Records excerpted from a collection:
**********
PR #311, opened 2026-04-21
[common] Adapt `PONCA_ASSERT` macro to CUDA

### LINKED ISSUE #310: The `PONCA_ASSERT` macro isn't compatible with CUDA
Using this macro in the CUDA kernel provokes the following error and warnings : 

```sh
~/CLionProjects/poncascope/external/ponca/Ponca/src/SpatialPartitioning/KnnGraph/Query/knnGraphRangeQuery.h(100): warning #20011-D: calling a __host__ function("fprintf") from a __host__ __device__ function("Ponca::KnnGraphRangeQuery< ::Ponca::KnnGraphPointerTraits< ::Ponca::PointPositionNormal<float, (int)3> > > ::advance") is not allowed

~/CLionProjects/poncascope/external/ponca/Ponca/src/SpatialPartitioning/KnnGraph/Query/knnGraphRangeQuery.h(100): error: identifier "stderr" is undefined in device code

~/CLionProjects/poncascope/external/ponca/Ponca/src/SpatialPartitioning/KnnGraph/Query/knnGraphRangeQuery.h(100): warning #20011-D: calling a __host__ function("fflush") from a __host__ __device__ function("Ponca::KnnGraphRangeQuery< ::Ponca::KnnGraphPointerTraits< ::Ponca::PointPositionNormal<float, (int)3> > > ::advance") is not allowed

~/CLionProjects/poncascope/external/ponca/Ponca/src/SpatialPartitioning/KnnGraph/Query/knnGraphRangeQuery.h(100): warning #20011-D: calling a __host__ function("__builtin_trap") from a __host__ __device__ function("Ponca::KnnGraphRangeQuery< ::Ponca::KnnGraphPointerTraits< ::Ponca::PointPositionNormal<float, (int)3> > > ::advance") is not allowed
```

Using regular assert is allowed in CUDA, maybe we should simply switch to that?

Me-k-01:
Fix #310 by taking into account `#ifdef __CUDA_ARCH__`
The program is simply aborted with `asm("trap;")` if we are on the device CUDA. We now can ensure that the program is stopped if we encounter an error on either the host or the device, unlike `assert` which doesn't terminate abruptly the CUDA kernel.

### DIFF
--- a/Ponca/src/Fitting/cncFormulaEigen.h
+++ b/Ponca/src/Fitting/cncFormulaEigen.h
@@ -61,6 +61,7 @@ SOFTWARE, EVEN IF ADVISED OF THE POSSIBILITY OF SUCH DAMAGE.
 
 #pragma once
 
+#include <Ponca/src/Common/Assert.h>
 #include <Eigen/Dense>
 
 namespace Ponca::internal
@@ -310,8 +311,8 @@ namespace Ponca::internal
 
             // SelfAdjointEigenSolver returns sorted eigenvalues, no
             // need to reorder the eigenvectors.
-            assert(eigensolver.eigenvalues()(0) <= eigensolver.eigenvalues()(1));
-            assert(eigensolver.eigenvalues()(1) <= eigensolver.eigenvalues()(2));
+            PONCA_ASSERT(eigensolver.eigenvalues()(0) <= eigensolver.eigenvalues()(1));
+            PONCA_ASSERT(eigensolver.eigenvalues()(1) <= eigensolver.eigenvalues()(2));
             VectorType v1 = eigensolver.eigenvectors().col(1);
             VectorType v2 = eigensolver.eigenvectors().col(0);
             return std::pair<VectorType, VectorType>(v1, v2);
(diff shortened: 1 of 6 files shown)


Me-k-01:
Ready for review @nmellado

Me-k-01:
Ready for review @nmellado.
Unsure why codecov isn't happy, since it shows a -40.00% decrease in coverage for `Ponca/src/SpatialPartitioning/KnnGraph/Iterator/knnGraphRangeIterator.h` despite that I didn't changed this file.

Me-k-01:
It seems i'm not getting an error when compiling with CUDA and trying the PONCA_ASSERT inside a host function (`asm("trap;")` seems to only work in the device). 
I'll move this PR as a draft for now until this gets fixed

Me-k-01:
The bug is fixed, this PR is ready for review @nmellado

Ponca/src/Fitting/cncFormulaEigen.h
```diff
@@ -61,6 +61,7 @@ SOFTWARE, EVEN IF ADVISED OF THE POSSIBILITY OF SUCH DAMAGE.
 
 #pragma once
 
+#include <Ponca/src/Common/Assert.h>
```
nmellado: Please check, but if I remember well we use relative paths inside the library,

Me-k-01: There is no mention of this currently in the guidelines, but now I'm looking at the other headers, yes it does seem that we are overall using relative path.
I'll push a commit to change this to relative path.

Me-k-01:
Ready for review @nmellado

Me-k-01:
This PR is still pending for a review @nmellado

nmellado (approved):

PR #316, opened 2026-04-24
[fitting] Fix CNC not using the DistWeightFunc

### LINKED ISSUE #313: [fitting] CNC is currently not filtering the neighborhood
CNC is currently using : 
```cpp
        using NeighborFilter = NeighborFilterStoreNormal<DataPoint, NoWeightFunc<DataPoint>>;
```
But we need to filter depending on the neighborhood of the points with `w(points[index]).first == Scalar(0.)`. We should therefore use a DistWeightFunc instead. Previous tests on the CI weren't catching this issue because we were filtering using a kdtree.

Me-k-01:
Fix #313

### DIFF
--- a/CHANGELOG
+++ b/CHANGELOG
@@ -11,6 +11,7 @@ This release will introduce a refactoring of the requirement library using cpp20
 
 - Bug-fixes and code improvements
     - [fitting] Fix warnings introduced when bumping to cxx20 (#303)
+    - [fitting] Fix CNC not using the DistWeightFunc (#316)
     - [spatialPartitioning] Fix regression introduced by the CUDA kdtree update (#306)
     - [common] Fix PONCA_ASSERT macro on MSVC and clang (#309)
     - [common] Adapt PONCA_ASSERT macro to CUDA (#311)
--- a/Ponca/src/Fitting/cnc.h
+++ b/Ponca/src/Fitting/cnc.h
@@ -112,13 +112,14 @@ namespace Ponca
         };
 
     public:
-        using DataPoint      = P;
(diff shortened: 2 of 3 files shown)


Me-k-01:
@nmellado this PR is ready for review.

The clang formatting tool forced me to change the other lines to pass the test.

CHANGELOG
```diff
@@ -13,6 +13,7 @@ This release will introduce a refactoring of the requirement library using cpp20
     - [fitting] Fix warnings introduced when bumping to cxx20 (#303)
     - [spatialPartitioning] Fix regression introduced by the CUDA kdtree update (#306)
     - [common] Fix PONCA_ASSERT macro on MSVC and clang (#309)
+    - [fitting] Fix CNC not using the DistWeightFunc (#316)
```
nmellado:
```suggestion
    - [fitting] Fix warnings introduced when bumping to cxx20 (#303)
    - [fitting] Fix CNC not using the DistWeightFunc (#316)
    - [spatialPartitioning] Fix regression introduced by the CUDA kdtree update (#306)
    - [common] Fix PONCA_ASSERT macro on MSVC and clang (#309)
```

(don't use the suggestion directly, it seems to be broken, just please group fitting entries).

Me-k-01: Like this new commit?

nmellado: No, keep the two different lines, put all the fitting lines, then spatialPartioning, then the common, etc..

Me-k-01:
I may have found a pretty massive bug with the way we construct the NeighborFilters that affects every fits... I'll open an issue post for it

Me-k-01:
Ready for review @nmellado

PR #321, opened 2026-05-04
[spatialPartitioning] Fix points reference change in KnnGraph

### LINKED ISSUE #319: Bug With KnnGraph construction
In the code recently pushed in the `master` branch (#263), the KnnGraph moves the KdTree point container at construction time:

https://github.com/poncateam/ponca/blob/911e152b8d5ac5c934a260b3832f7f62800b65b9/Ponca/src/SpatialPartitioning/KnnGraph/knnGraph.h#L202-L208

The method `KdTree::Points()` returns a reference to this inner container:
https://github.com/poncateam/ponca/blob/911e152b8d5ac5c934a260b3832f7f62800b65b9/Ponca/src/SpatialPartitioning/KdTree/kdTree.h#L223-L227

This seems to be a bad behavior as it transfers the ownership of this container from the KdTree to the KnnGraph. 
This is definitely a problem when buffers are `std::vector`.
In Poncascope, it leads to unwanted copies of the point container (does not compile with the `master` branch anymore.

In previous versions of the code, we were using references, which I believe make more sense
https://github.com/poncateam/ponca/blob/961a4c6d64c1f300c899ec6da23c269ee5d6623f/Ponca/src/SpatialPartitioning/KnnGraph/knnGraph.h#L177

This needs to be fixed ASAP.

### LINKED ISSUE #325: [spatialParitioning] Bug with `KnnGraphRangeQuery` on CUDA
Using `KnnGraphRangeQuery::advance` provokes  illegal memory access on the current master.

```
Using range neighbors query :
Number of nodes in the KdTree : 15
CUDA error: an illegal memory access was encountered at /home/fauberva/CLionProjects/poncascope/external/ponca/examples/cuda/ponca_fit_knngraph.cu:101

Process finished with exit code 134 (interrupted by signal 6:SIGABRT)
```

Me-k-01:
- [x] Make the KnnGraph reference the kdtree PointsContainer
- [x] Fix CI KnnGraphPointersTraits test for reference change
- [x] Ensure that master of PoncaScope compiles with this proposal
- [x] Fix CUDA KnnGraph::Buffers transfer to device -> Opening new issue #325 for the remaining illegal memory access error as it is unrelated to the changes made by this PR


nmellado:
See call to copy constructor when compiling poncascope with the current `master`

```
../poncascope/external/ponca/Ponca/src/SpatialPartitioning/KnnGraph/knnGraph.h:208:38: note: in instantiation of member function 'std::vector<BlockPointAdapter<double>>::operator=' requested here
  208 |             Base::m_bufs.points      = std::move(_kdtree.points());
      |                                      ^
../poncascope/src/datastructures.cpp:46:32: note: in instantiation of function template specialization 'Ponca::KnnGraphBase<Ponca::KnnGraphDefaultTraits<BlockPointAdapter<double>>>::KnnGraphBase<Ponca::KdTreeDefaultTraits<BlockPointAdapter<double>>>' requested here
   46 |         context.knnGraph = new Context::KnnGraph(context.tree, context.kNNGraphK);
      |                                ^
../poncascope/src/./poncaAdapters.hpp:48:18: note: copy assignment operator of 'BlockPointAdapter<double>' is implicitly deleted because field 'm_pos' has no copy assignment operator
   48 |     InternalType m_pos;
      |                  ^
6 warnings and 1 error generated.
```

nmellado:
@Me-k-01 can you please check if this proposal works well with cuda ?

Me-k-01:
This proposal doesn't and cannot work with CUDA : As long as we have reference, we won't be able to initialize an empty knngraph on the GPU. 

We could try replacing the reference with a pointer instead (with default empty constructor set to nullptr). The following commits will attempt to reconcile Poncascope and the CUDA implementation using this proposed pointer alternative.

Me-k-01:
For the moment, CUDA compiles but gives an unspecified error during the launch of the kernel
```cpp
./ponca/cmake-build-debug/examples/cuda/cuda_fit_plane_knngraph
Example plane fitting using KnnGraph on CUDA...
Number of nodes in the KdTree : 43
CUDA error: unspecified launch failure at /home/fauberva/CLionProjects/poncascope/external/ponca/examples/cuda/ponca_fit_knngraph.cu:100

Process finished with exit code 134 (interrupted by signal 6:SIGABRT
```

Ponca/src/SpatialPartitioning/KnnGraph/Query/knnGraphRangeQuery.h
```diff
@@ -136,8 +136,50 @@ namespace Ponca
...
+        PONCA_MULTIARCH inline void advance(Iterator& iterator)
+        {
+            const auto& points = m_graph->points();
+            const auto& point  = points[QueryType::input()].pos();
+
+            if (iterator == end())
+                return;
+
+            // Search the next neighbor in range
+            while (!m_stack.empty())
```
nmellado, line 125: The problem here is that you can `pop()` an element x1, access its neighbor x2, and add x1 again as it is a neighbor of x2. I believe that the call to `pop` must be done after the fore loop, e.g., around line 177.

examples/cuda/cuda_utils.cu
nmellado, line 209: Is `cudaFree` also called on the GPU buffer structure ? (which is allocated with CudaMalloc ?

examples/cuda/cuda_utils.cu
```diff
@@ -182,14 +183,17 @@ void deepCopyKdTreeBuffersToDevice(const KdTreeBuffers& hostBuffers, // Input
...
+void deepCopyKnnGraphBuffersToDevice(
+    const KnnGraphBuffers& hostBuffers, // Input
+    StaticKnnGraphBuffers& hostBuffersHoldingDevicePointers,
+    StaticKnnGraphBuffers* const deviceBuffers // Outputs
 )
 {
-    deepCopyBuffersToDevice<Traits>(
-        hostBuffers, [&]() { hostBuffersHoldingDevicePointers.k = hostBuffers.k; }, hostBuffersHoldingDevicePointers,
-        deviceBuffers);
+    CUDA_CHECK(
```
nmellado: Why don't we have a `CudaMalloc` here ? (we do have it in the KdTree version `deepCopyKdTreeBuffersToDevice`)

Ponca/src/Common/Containers/hashset.h
```diff
@@ -71,19 +71,16 @@ namespace Ponca
...
         constexpr PONCA_MULTIARCH HashSet() : m_data()
         {
-            // Skip this initialization step if EMPTY is set to 0
-            if constexpr (EMPTY != T(0))
-            {
-                Ponca::internal::fill(m_data, m_data + N, EMPTY);
-            }
+            // Skip this array initialization step if the EMPTY flag is set to 0
+            if constexpr (EMPTY() != T(0))
+                Ponca::internal::fill(m_data, m_data + N, EMPTY());
```
nmellado: I don't understand this as EMPTY() always equals 0, and cannot be changed. What the matter ?

nmellado (commented):
I didn't test the code, but I might have spotted some issues, including with the memory management (only by reading the code, so can be wrong), that could explain the runtime issues you are experiencing.

Ponca/src/Common/Containers/hashset.h
Me-k-01: I wanted to have some modularity on this structure, that is why I added this check on the constructor, to properly fill the array if the EMPTY flag is not zero. This way we can eventually add EMPTY and OFFSET as a template argument to the structure, and make them available to change. But it might be a little bit too in depth to the user to have access to this?

Since I added the OFFSET flag, the EMPTY one has become a bit useless. We can remove this and simply use zero everywhere instead. 

It is a bit bothersome in CUDA to have this `if constexpr`, because the static constexpr value isn't defined on the device at compile time when it checks for this `if constexpr` expression, even when I add a device flag. I couldn't get it to work unless I called it through a static constexpr `EMPTY()` function like this, for some strange reason. Now that I'm thinking of this again, defining EMPTY though template arguments might solve this one issue.

Ponca/src/SpatialPartitioning/KnnGraph/Query/knnGraphRangeQuery.h
Me-k-01: That is not supposed to happen because we use `m_flag.insert(idx_nei)` to remember that we should not add the same point again to the stack. This is the same as we've done with the original recursive algorithm. The problem shouldn't lie here since we also get the error when using the original recursive algorithm.

examples/cuda/cuda_utils.cu
Me-k-01: Oof that `cudaMemcpy(deviceBuffers..` line was misplaced here. This code shouldn't be changed compared to master. Happened when I was debugging the buffers. This was unintended.

examples/cuda/cuda_utils.cu
Me-k-01: Yes, it is called at line 112

Ponca/src/Common/Containers/hashset.h
Me-k-01: For a cleaner and simpler structure, I've removed EMPTY alltogether and made OFFSET a template parameter of the class. Can you review the change?

Ponca/src/Common/Containers/hashset.hpp
```diff
@@ -40,29 +66,31 @@ namespace Ponca
...
+        // A - The set is full (The last search index is -1 if it didn't find an available address in the array)
+        if (availableIdx == -1)
+        {
+            return std::make_pair(end(), false);
+        }
         // B - The set isn't full and the value can be inserted. Therefore, the last search index is the next available
         // address in the array
         m_data[availableIdx] = _value + OFFSET;
-        return true;
+        return std::make_pair(m_data.begin() + availableIdx, true);
```
Me-k-01, line 87: In this new version we now return a pair of iterator / boolean to allow to check if the set is full : returned_pair = {end(), false}

Me-k-01 (commented):
Ready for review @nmellado

Ponca/src/Common/Containers/hashset.hpp
Me-k-01: This is done this way to be compatible with the std::set insert method

Me-k-01: But currently the iterator isn't a real set iterator that can iterate over only the element stored in the set. It is just an array::iterator

nmellado (commented):
I do not understand how we can change the types used for IndexSet and Stack. The API is strange. Fist, there are two classes with the same name:

- [KnnGraph/Query/knnGraphRangeQuery.h#L49-L50](https://github.com/Me-k-01/ponca/blob/04c343644dce3a490807fb5012b7f4730ca58dea/Ponca/src/SpatialPartitioning/KnnGraph/Query/knnGraphRangeQuery.h#L49-L50):
```cpp
    template <typename Traits, typename IndexSet, typename Stack>
    class KnnGraphRangeQuery : public RangeIndexQuery<typename Traits::IndexType, typename Traits::DataPoint::Scalar>
```
and 
- [KnnGraph/Iterator/knnGraphRangeIterator.h#L38-L44](https://github.com/Me-k-01/ponca/blob/04c343644dce3a490807fb5012b7f4730ca58dea/Ponca/src/SpatialPartitioning/KnnGraph/Iterator/knnGraphRangeIterator.h#L38-L44)
```cpp
    template <typename Traits, typename Set = std::set<int>,
              // typename Set = Ponca::BitSet<100000>,
              // typename Set = Ponca::HashSet<Traits::MAX_RANGE_EXPLORATION_AMOUNT>,
              typename Stack = std::stack<int>
              // typename Stack = Ponca::Stack<int, Traits::MAX_RANGE_EXPLORATION_AMOUNT>
              >
    class KnnGraphRangeQuery;
```

In [KnnGraph/knnGraph.h#L61](https://github.com/Me-k-01/ponca/blob/04c343644dce3a490807fb5012b7f4730ca58dea/Ponca/src/SpatialPartitioning/KnnGraph/knnGraph.h#L61), you use the second definition
```cpp
        using RangeIndexQuery    = KnnGraphRangeQuery<Traits>;
```
that you construct and return in 
```cpp
PONCA_MULTIARCH inline RangeIndexQuery rangeNeighborsIndexQuery() const { return RangeIndexQuery(this, 0, 0); }
```

This is confusing as you use this version in Cuda as well, while we would use a version without the set, right ? See 
[examples/cuda/cuda_utils.cu#L68-L79](https://github.com/Me-k-01/ponca/blob/04c343644dce3a490807fb5012b7f4730ca58dea/examples/cuda/cuda_utils.cu#L68-L79)
```cpp
template <typename DataPoint>
struct KnnGraphRangeFunctor
{
    static __device__ inline auto query(KnnGraphGPU<DataPoint>& d_knngraph, int i,
                                        typename DataPoint::Scalar analysisScale)
        -> Ponca::KnnGraphRangeQuery<Ponca::KnnGraphPointerTraits<DataPoint>>
    {
        //! [Use KnnGraph.rangeNeighbors on the GPU]
        return d_knngraph.rangeNeighbors(i, analysisScale);
        //! [Use KnnGraph.rangeNeighbors on the GPU]
    }
};
```

Me-k-01:
Yes, the API still needed some modifications to allow the user to change the Stack and Set depending on the use case. 

This last commit reworks the KnnGraphRangeQuery API to use the Stack, Set and const_iterator provided by the Traits type. I've set the KnnGraphDefaultTraits to use the original std version of the Stack and the Set. I've also changed the KnnGraphPointerTraits to use Ponca::HashSet and Ponca::Stack. This Traits type is used by the CUDA examples and works just fine, it is also tested in the CI.

It seems from the error logs that the changes you made to the `Iterator(m_graph->getIndexPtr())` breaks the compatibility with the previously working call to `std::vector<IndexType>::const_iterator` constructor on MacOs
```sh
/Users/runner/work/ponca/ponca/src/Ponca/src/SpatialPartitioning/KnnGraph/Query/knnGraphKNearestQuery.h:62:20: error: calling a private constructor of class 'std::__wrap_iter<const int *>'
   62 |             return Iterator(m_graph->getIndexPtr()) + QueryType::input() * m_graph->k();
      |                    ^
```
https://github.com/poncateam/ponca/actions/runs/25657598351/job/75309739091?pr=321

This is wasn't the case before the change with `getIndexPtr`. This also doesn't happen when we use `typename std::array<const IndexType, K_MAX_NN>::const_iterator`. This is a bit strange, could you investigate this issue @nmellado ?

Ponca/src/SpatialPartitioning/KnnGraph/Query/knnGraphKNearestQuery.h
```diff
@@ -40,7 +40,7 @@ namespace Ponca
 #endif
     {
     public:
-        using Iterator = typename Traits::KnnGraphRangeIterator;
+        using Iterator = KnnGraphKNearestIterator<const typename Traits::IndexType*, typename Traits::IndexType>;
```
Me-k-01, line 43: I've added back KnnGraphKNearestIterator class to solve the `std::vector<int>::const_iterator` constructor being set to private for pointers on MacOS and Windows. This last version works for Poncascope and CUDA. 

Let me know what you think @nmellado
**********
● **AIM OF THE TASK**:
Search the records above for the string "cncFormulaEigen". Copy every line that contains it.

● **EXERCISE ANSWER**:
--- a/Ponca/src/Fitting/cncFormulaEigen.h
+++ b/Ponca/src/Fitting/cncFormulaEigen.h
Ponca/src/Fitting/cncFormulaEigen.h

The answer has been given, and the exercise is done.